GNIDZAZ
INFO
GNIDZAZ
BIOGRAPHY
Gnidzaz is born in 1947 in Toulouse.
Jean-Michel Gnidzaz we especially know bi and three-dimensional abstract compositions that marked his work in the 1990 Making use of collage games and folding single sheets of paper, rigorous geometric arrangements of directly effective color contrasts, the artist then revivifiait kinetics on a tradition unspectacular fashion. Jean-Michel Gnidzaz thus inspired the conceptual essence of the work of Soto rather than their tendency to gigantism, and refused the sanitized accuracy of other painters of the kinetic movement in favor of a personal touch restoring an essential gesture at a certain performativity of painting. Through his research, Jean-Michel Gnidzaz was able to produce a strong work, able to stand out with impertinence of figureheads who staked his training at the School of Fine Arts in Toulouse and the beginnings of his artistic career.
After a decade of reflection devoted to geometric compositions, Jean-Michel Gnidzaz breaks today with the pure abstraction, and a new direction in his work.
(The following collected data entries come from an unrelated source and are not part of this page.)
PR #143, opened 2025-05-21
reafactor: remove deprecated awq algorithm

johnrachwan123:
## Description
- remove `AWQQuantizer` implementation and references
- drop awq save/load helpers
- update handler utils
- clean up SmashConfig examples
- remove autoawq dependency
- drop awq test case

## Related Issue
None.

## Type of Change

## How Has This Been Tested?
None.

## Checklist

## Additional Notes
There will be another PR that adds AWQ back through llm-compressor.


llcnt (commented):
Look already good to me :)
I have a general question: don't you think we should add some deprecation messages somewhere for the user(s) using awq with pruna ?
Also, what about models on hf hub that are already quantized with awq, do you think we will be able to still re-load them with `pruna` thanks to this [PR](https://github.com/PrunaAI/pruna/pull/144)?

johnrachwan123:
> Look already good to me :) I have a general question: don't you think we should add some deprecation messages somewhere for the user(s) using awq with pruna ? Also, what about models on hf hub that are already quantized with awq, do you think we will be able to still re-load them with `pruna` thanks to this [PR](https://github.com/PrunaAI/pruna/pull/144)?

I discussed the first point with Johanna and we will just name this new method awq so that the user doesn't really feel a difference :) 

Regarding the second point, I guess in our HF models, we specify what version of auto-awq you need to load the model so we don't really need to worry about that imo.

llcnt (approved):
Looks good to me:)

PR #145, opened 2025-05-21
feat: add janus support for quantization+torch.compile combo(s)

llcnt:
## Description
This goal of this PR is to decrease the memory impact and the latency of the [janus(pro-7b) model](https://huggingface.co/deepseek-community/Janus-Pro-7B).
This model are based on [Llamagen](https://arxiv.org/abs/2406.06525) and compute tokens in a latent space with an autoregressive fashion, thanks to an attribute (here called `language_model`) defined as a llama model.
There is currently no standardization regarding llamagen AR models, so this PR is exclusively dedicated to janus models (that are compatible with the `transformers` package). But we expect in the near future (see this [thread](https://github.com/huggingface/transformers/issues/33905)) that llmgenAR models will have similar `.generate()` functions.

The idea of the code change is:
- create a `JanusGenerator` (similar to the TransformersGenerator we already had, and that is renamed CausalLMGenerator);
- adapt the context manager to be able to deal with Janus models;
- adapt HQQ to be able to work on Janus;
- adapt hqq save function (distinct savings for the lm model and the rest: similar to what is done for `diffusers` pipeline, but more tricky as there is no (yet) pipeline for janus);
- adapt hqq load function (also distinct loads for the LM model and the rest).
The above points can be extended to other llm quantizer. However, testing the code and adapting all save/load functions is time consuming. I leave this work for a future PR.

## Related Issue

Fixes #(issue number)

## Type of Change

## How Has This Been Tested?
When quantized with hqq4bits and combined with torch.compile, we can obtain a ~x3 speedup.
I have added 2 unit tests, and provided (below) a notebook for reproducing the results.
Edit: The notebook works well for torch==2.5.1. For torch==2.7, major changes has been introduced in torch dynamo, we have to slightly adapt the smash_config: smash_config['torch_compile_fullgraph'] = False
smash_config['torch_compile_mode'] = 'default'
smash_config['torch_compile_backend'] = 'inductor'.
Otherwise the compilation step takes very long, and is reapplied at each step with torch==2.7

## Checklist

## Additional Notes
- A notebook for reproducing results is provided [here](https://drive.google.com/file/d/1zweLifIM2Hn_9ODak_AYdh-B6Ds8eKlQ/view?usp=sharing);
- The current Janus models lags behind the current sota flow matching models. It is more comparable to the first versions of midjourney and dalee's, as you can see in [this blog](https://www.the-next-tech.com/review/janus-pro-7b-text-to-image/).

### DIFF
--- a/src/pruna/algorithms/compilation/utils.py
+++ b/src/pruna/algorithms/compilation/utils.py
@@ -643,9 +643,48 @@ class JanusGenerator:
         generation_config.validate()
         self.model._validate_model_kwargs(model_kwargs.copy())
 
+    def prepare_logits_processor(self, generation_config, input_ids, device, logits_processor):
+        """
+        Prepare (and merge) the logits processor.
+
+        Parameters
+        ----------
+        generation_config : GenerationConfig
+            The generation config.
+        input_ids : torch.Tensor
+            The input token ids that serve as the prompt.
+        device : torch.device
+            The device to use for the input tokens.
+        logits_processor : LogitsProcessorList | None
+            The logits processor for the input tokens.
+
+        Returns
+        -------
+        LogitsProcessorList
+            The logits processor.
+        """
+        # Initialize logit processors
+        logits_processor = logits_processor if logits_processor is not None else LogitsProcessorList()
+
+        # Add CFG processor along with user passed logit processor.
+        if generation_config.guidance_scale and generation_config.guidance_scale > 1:
+            logits_processor.append(ClassifierFreeGuidanceLogitsProcessor(generation_config.guidance_scale))
+            generation_config.guidance_scale = None  # Reset to prevent processor duplication.
+
+        # Prepare and merge logits processor
+        logits_processor = self.model._get_logits_processor(
+            generation_config=generation_config,
+            input_ids_seq_length=input_ids.shape[1],
+            encoder_input_ids=input_ids,
+            prefix_allowed_tokens_fn=None,
+            logits_processor=logits_processor,
+            device=device,
+        )
+        return logits_processor
+
     def prepare_inputs_tokens(self, inputs, generation_config, model_kwargs, attention_mask):
         """
-        Prepare the input tokens and model kwargs.
+        Check inputs shapes, and setup special tokens and model kwargs.
 
         Parameters
         ----------
@@ -677,6 +716,14 @@ class JanusGenerator:
         # Prepare special tokens which will be used generate internally.
         kwargs_has_attention_mask = attention_mask is not None
         self.model._prepare_special_tokens(generation_config, kwargs_has_attention_mask, device=input_ids.device)
+
+        # Expand inputs for multiple image generations per prompt.
+        input_ids, model_kwargs = self.model._expand_inputs_for_generation(
+            input_ids=input_ids,
+            attention_mask=attention_mask,
+            expand_size=generation_config.num_return_sequences,
+            **model_kwargs,
+        )
 
         return input_ids, model_kwargs, dtype, device
 
@@ -724,7 +771,10 @@ class JanusGenerator:
 
     def prepare_input_and_cache(self, input_ids, model_kwargs, attention_mask, generation_config, device):
         """
-        Prepare the input tokens, inputs embeddings, model kwargs, batch size, and number of image tokens.
+        Setup input tokens, mask and cache.
+
+        Prepare the input tokens, inputs embeddings, model kwargs, batch size, the number of image tokens,
+        and setup the KV cache.
 
         Parameters
         ----------
@@ -938,9 +988,6 @@ class JanusGenerator:
         # Validate the configuration and model kwargs
         self.validate_config_and_model_kwargs(generation_config, model_kwargs)
 
-        # 2. Initialize logit processors
-        logits_processor = logits_processor if logits_processor is not None else LogitsProcessorList()
-
         # Set `use_cache=True` as we will be using input embeds for generation.
         model_kwargs["use_cache"] = True
 
@@ -950,35 +997,15 @@ class JanusGenerator:
             generation_config.guidance_scale = 5
         model_kwargs["guidance_scale"] = generation_config.guidance_scale
 
-        # 3. Prepare model inputs
+        # 2. Prepare model inputs shapes, and check special tokens.
         input_ids, model_kwargs, dtype, device = self.prepare_inputs_tokens(
             inputs, generation_config, model_kwargs, attention_mask
         )
 
-        # 4. Add CFG processor along with user passed logit processor.
-        if generation_config.guidance_scale and generation_config.guidance_scale > 1:
-            logits_processor.append(ClassifierFreeGuidanceLogitsProcessor(generation_config.guidance_scale))
-            generation_config.guidance_scale = None  # Reset to prevent processor duplication.
+        # 3. Prepare logits processor
+        logits_processor = self.prepare_logits_processor(generation_config, input_ids, device, logits_processor)
 
-        # 5. Prepare logits processor
-        logits_processor = self.model._get_logits_processor(
-            generation_config=generation_config,
-            input_ids_seq_length=input_ids.shape[1],
-            encoder_input_ids=input_ids,
-            prefix_allowed_tokens_fn=None,
-            logits_processor=logits_processor,
-            device=device,
-        )
-
-        # 6. Expand inputs for multiple image generations per prompt.
-        input_ids, model_kwargs = self.model._expand_inputs_for_generation(
-            input_ids=input_ids,
-            attention_mask=attention_mask,
-            expand_size=generation_config.num_return_sequences,
-            **model_kwargs,
-        )
-
-        # 7. Prepare input and model caches
+        # 4. Prepare input and model caches
         input_tokens, inputs_embeds, model_kwargs, batch_size, num_image_tokens = self.prepare_input_and_cache(
             input_ids,
             model_kwargs,
@@ -990,7 +1017,7 @@ class JanusGenerator:
         # Placeholder for generated tokens.
         generated_tokens = torch.zeros((batch_size, num_image_tokens), dtype=dtype, device=device)
 
-        # 8. init attention / hidden states / scores tuples
+        # 5. init attention / hidden states / scores tuples
         output_attentions = generation_config.output_attentions
         output_hidden_states = generation_config.output_hidden_states
         output_scores = generation_config.output_scores
@@ -1002,7 +1029,7 @@ class JanusGenerator:
         decoder_hidden_states = () if (return_dict_in_generate and output_hidden_states) else None
         decoder_attentions = () if (return_dict_in_generate and output_attentions) else None
 
-        # 9. Loop over the latent tokens.
+        # 6. Loop over the latent tokens.
         scores, hidden_state, outputs = self.loop_over_latent_tokens(
             input_tokens,
             input_ids,
@@ -1016,7 +1043,7 @@ class JanusGenerator:
             generation_config,
         )
 
-        # 10. Return the results.
+        # 7. Return the results.
         if return_dict_in_generate:
             if output_scores:
                 raw_scores = tuple(raw_scores) + (scores,) if raw_scores is not None else (scores,)


src/pruna/algorithms/compilation/torch_compile.py
```diff
@@ -420,6 +425,48 @@ def causal_lm_logic(model: Any, smash_config: SmashConfigPrefixWrapper) -> Any:
...
+        temperature = model.generation_config.temperature if hasattr(model.generation_config, "temperature") else 1.0
+    else:
+        pruna_logger.warning("No generation config found, using default values for top_k and temperature.")
+        # https://huggingface.co/docs/transformers/en/main_classes/text_generation#transformers.GenerationConfig.top_k
+        top_k = 50
+        # https://huggingface.co/docs/transformers/en/main_classes/text_generation#transformers.GenerationConfig.temperature
+        temperature = 1.0
+
+    # We use a generator as in https://github.com/mobiusml/hqq/blob/1f052eb5a0aab0572d380d48b708ae1c74936d23/hqq/utils/generation_hf.py
+    gen = JanusGenerator(
```
sharpenb: This is the single line which is different from causal lm logic. We could factorize it. In general, the function could have the Generator has argument.

src/pruna/algorithms/compilation/utils.py
```diff
@@ -550,3 +554,317 @@ def generate(self, *args, **kwargs) -> torch.Tensor:
...
+        self.temperature = kwargs.pop("temperature", self.temperature)
+        self.top_k = kwargs.pop("top_k", self.top_k)
+
+        # 1. Handle generation config and model kwargs
+        generation_config = kwargs.pop("generation_config", self.model.generation_config)
+        generation_config = copy.deepcopy(generation_config)
+
+        # Default to "text" generation if mode isn't provided
+        generation_mode = kwargs.pop("generation_mode", "text")
+        if generation_mode == "text":
```
sharpenb, line 969: IN which case would we be in this generation mode?

src/pruna/algorithms/compilation/utils.py
```diff
@@ -550,3 +554,317 @@ def generate(self, *args, **kwargs) -> torch.Tensor:
...
+            The logits processor for the input tokens.
+        **kwargs : dict
+            Keyword arguments dictionary.
+
+        Returns
+        -------
+        torch.Tensor | GenerateDecoderOnlyOutput
+            The generated latent tokens.
+        """
+        # Extract parameters from kwargs with defaults from instance variables
```
sharpenb, line 959: Is this function inspired from some other code? If yes, it would make sense to link the source code as well. RIght now it involves many steps which are all done in a single function. It would be nice to structure/clean it for code readability. First steps focus on validating, initing variables

src/pruna/algorithms/compilation/utils.py
```diff
@@ -550,3 +554,317 @@ def generate(self, *args, **kwargs) -> torch.Tensor:
...
+        logits_processor = self.model._get_logits_processor(
+            generation_config=generation_config,
+            input_ids_seq_length=input_ids.shape[1],
+            encoder_input_ids=input_ids,
+            prefix_allowed_tokens_fn=None,
+            logits_processor=logits_processor,
+            device=device,
+        )
+
+        # 6. Expand inputs for multiple image generations per prompt.
```
sharpenb: Why do we want mulitple image generation per prompt?

src/pruna/algorithms/compilation/utils.py
```diff
@@ -550,3 +554,317 @@ def generate(self, *args, **kwargs) -> torch.Tensor:
...
+
+        inputs_embeds = self.model.get_input_embeddings()(input_tokens)
+
+        model_kwargs = self.model._get_initial_cache_position(input_ids, model_kwargs)
+
+        if model_kwargs.get("past_key_values", None) is None:
+            # Prepare cache if not provided.
+            model_kwargs["past_key_values"] = self.model._get_cache(
+                cache_implementation=generation_config.cache_implementation or "static",
+                # batch_size should account for both conditional/unconditional input; hence multiplied by 2.
```
sharpenb, line 819: This is unclear why we need batch size = 2

src/pruna/algorithms/compilation/utils.py
```diff
@@ -550,3 +554,317 @@ def generate(self, *args, **kwargs) -> torch.Tensor:
...
+        output_scores = generation_config.output_scores
+        output_logits = generation_config.output_logits
+        return_dict_in_generate = generation_config.return_dict_in_generate
+
+        raw_scores = () if (return_dict_in_generate and output_scores) else None
+        raw_logits = () if (return_dict_in_generate and output_logits) else None
+        decoder_hidden_states = () if (return_dict_in_generate and output_hidden_states) else None
+        decoder_attentions = () if (return_dict_in_generate and output_attentions) else None
+
+        for i in range(num_image_tokens):
```
sharpenb, line 873: It would be nice to have relevant independent subfunctions to avoid having everything in a single large function.

src/pruna/algorithms/compilation/utils.py
```diff
@@ -550,3 +554,317 @@ def generate(self, *args, **kwargs) -> torch.Tensor:
...
+            # Pad attention mask to max length to avoid dynamic shapes error during compilation.
+            max_length = model_inputs["past_key_values"].get_max_cache_shape()
+            current_length = model_inputs["attention_mask"].shape[1]
+            if current_length < max_length:
+                padding = torch.zeros((model_inputs["attention_mask"].shape[0], max_length - current_length),
+                                   dtype=model_inputs["attention_mask"].dtype,
+                                   device=model_inputs["attention_mask"].device)
+                model_inputs["attention_mask"] = torch.cat([model_inputs["attention_mask"], padding], dim=1)
+
+            # no compilation for the prefill.
```
sharpenb, line 892: For a future PR, it would be nice also to compile the prefill.

src/pruna/engine/load.py
```diff
@@ -340,16 +340,41 @@ def load_hqq(model_path: str, **kwargs) -> Any:
...
     try:  # Try to use pipeline for HF specific HQQ quantization
-        model = HQQModelForCausalLM.from_quantized(
-            model_path, **filter_load_kwargs(HQQModelForCausalLM.from_quantized, kwargs)
+        qmodel = HQQModelForCausalLM.from_quantized(
+            q_path, **filter_load_kwargs(HQQModelForCausalLM.from_quantized, kwargs)
         )
     except Exception as e:  # Default to generic HQQ pipeline if it fails
         pruna_logger.error(f"Error loading model using HQQ: {e}")
-        model = AutoHQQHFModel.from_quantized(model_path, **filter_load_kwargs(AutoHQQHFModel.from_quantized, kwargs))
+        smash_config = SmashConfig()
```
sharpenb: It is unclear why we do these two smash config lines

src/pruna/engine/load.py
```diff
@@ -340,16 +340,41 @@ def load_hqq(model_path: str, **kwargs) -> Any:
...
+        smash_config.load_from_json(model_path)
+        compute_dtype = torch.float16 if smash_config["hqq_compute_dtype"] == "torch.float16" else torch.bfloat16
+        qmodel = AutoHQQHFModel.from_quantized(
+            q_path,
+            compute_dtype=compute_dtype,
+            **filter_load_kwargs(AutoHQQHFModel.from_quantized, kwargs)
+        )
 
-    return model
+    original_config = load_json_config(model_path, "config.json")
```
sharpenb, line 393: This is only for Janu because we quantize only the llm part?

src/pruna/engine/load.py
```diff
@@ -340,16 +340,41 @@ def load_hqq(model_path: str, **kwargs) -> Any:
...
+        weights["lm_head"] = torch.nn.Linear(1024, 1024).state_dict()
+        # save the weights to the q_path under the format expected by hqq.
+        torch.save(weights, os.path.join(q_path, "qmodel.pt"))
+    else:
+        q_path = model_path
 
     try:  # Try to use pipeline for HF specific HQQ quantization
-        model = HQQModelForCausalLM.from_quantized(
-            model_path, **filter_load_kwargs(HQQModelForCausalLM.from_quantized, kwargs)
+        qmodel = HQQModelForCausalLM.from_quantized(
```
sharpenb: It would be nice to have more explicit/transparent variable names e.g. `quantized_model`

src/pruna/engine/model_checks.py
```diff
@@ -569,3 +570,37 @@ def is_opt_model(model: Any) -> bool:
...
+    ----------
+    model : Any
+        The model to check.
+
+    Returns
+    -------
+    bool
+        True if the model is a Janus LlamaGen AR model, False otherwise.
+    """
+    return is_image_text_to_text_model(model) and model.__class__.__name__ == "JanusForConditionalGeneration"
```
sharpenb: is the second oncidtion not enough in this case?

src/pruna/engine/save.py
```diff
@@ -307,10 +307,32 @@ def save_model_hqq(model: Any, model_path: str, smash_config: SmashConfig) -> No
     from hqq.engine.hf import HQQModelForCausalLM
     from hqq.models.hf.base import AutoHQQHFModel
 
-    if isinstance(model, HQQModelForCausalLM):
-        model.save_quantized(model_path)
+    # we need to create a separate path for the quantized model
+    if hasattr(model, "model") and hasattr(model.model, "language_model"):
+        q_path = os.path.join(model_path, "hqq_language_model")
```
sharpenb: See load function for vairable names :)

src/pruna/engine/save.py
```diff
@@ -307,10 +307,32 @@ def save_model_hqq(model: Any, model_path: str, smash_config: SmashConfig) -> No
...
+    with ModelContext(model) as (pipeline, working_model, denoiser_type):
+        if isinstance(working_model, HQQModelForCausalLM):
+            working_model.save_quantized(q_path)
+        else:
+            AutoHQQHFModel.save_quantized(working_model, q_path)
+        pipeline.working_model = working_model
+
+    # save the rest of the model, if it is a janus like model,
+    # and add a config file to the quantized model path.
+    if hasattr(model, "model") and hasattr(model.model, "language_model"):
```
sharpenb, line 340: Not for this PR but we really need to handle properly target module

sharpenb: Actually, it would be nice to have one save function attached to each target module. Here we have to manually combine hqq save and standard saving.

tests/fixtures.py
```diff
@@ -166,4 +173,7 @@ def get_torchvision_model(name: str) -> tuple[Any, SmashConfig]:
     "llama_3_1_8b": partial(get_automodel_transformers, "NousResearch/Hermes-3-Llama-3.1-8B"),
     "llama_3_tiny_random": partial(get_automodel_transformers, "llamafactory/tiny-random-Llama-3"),
     "dummy_lambda": dummy_model,
+
+    # image generation AR models
+    "tiny_janus_pro": partial(get_janus_model, "loulou2/tiny_janus"),
```
sharpenb, line 160: Is there no official place for tiny janus? Otherwise we can also upload on our org.

sharpenb (changes requested):

src/pruna/engine/load.py
```diff
@@ -340,16 +340,41 @@ def load_hqq(model_path: str, **kwargs) -> Any:
             " --extra-index-url https://prunaai.pythonanywhere.com/`."
         )
         raise
+    if os.path.exists(os.path.join(model_path, "hqq_language_model")):
```
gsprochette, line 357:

Since 2003, he initiated a new series of portraits dedicated to the cultural icons of the twentieth century. Struck by the persistence in the collective unconscious of certain images or photographs of major cultural figures of the twentieth century, in particular those facing rebellion synonymous with the established order, Jean-Michel Gnidzaz questions here their iconic status.
Neutralizing the background of the original photograph, recomposing the portrait from two games and trichromatic, flat tints and alternating colored stripes reintroducing some kinetics, he deprives these incunabula of contemporary history of identification too immediate.
So aside for a moment of consensus, respect agreed that their reserves usually these popular idols found some ability to belabor the viewer. The process grows to take a quick historical perspective to evolve our questions: what today would mean the beades, James Dean, or even Coluche in our society; what place they occupy in the minds of future generations; they escape the decorative status to which the commercial exploitation of their image relegated them? No, not yet have the answer, but the work of Jean-Michel Gnidzaz questions wisely.
This new series of portraits, and the flood of questions it raises arise fail as a new milestone in his artistic career and makes us curious to future developments.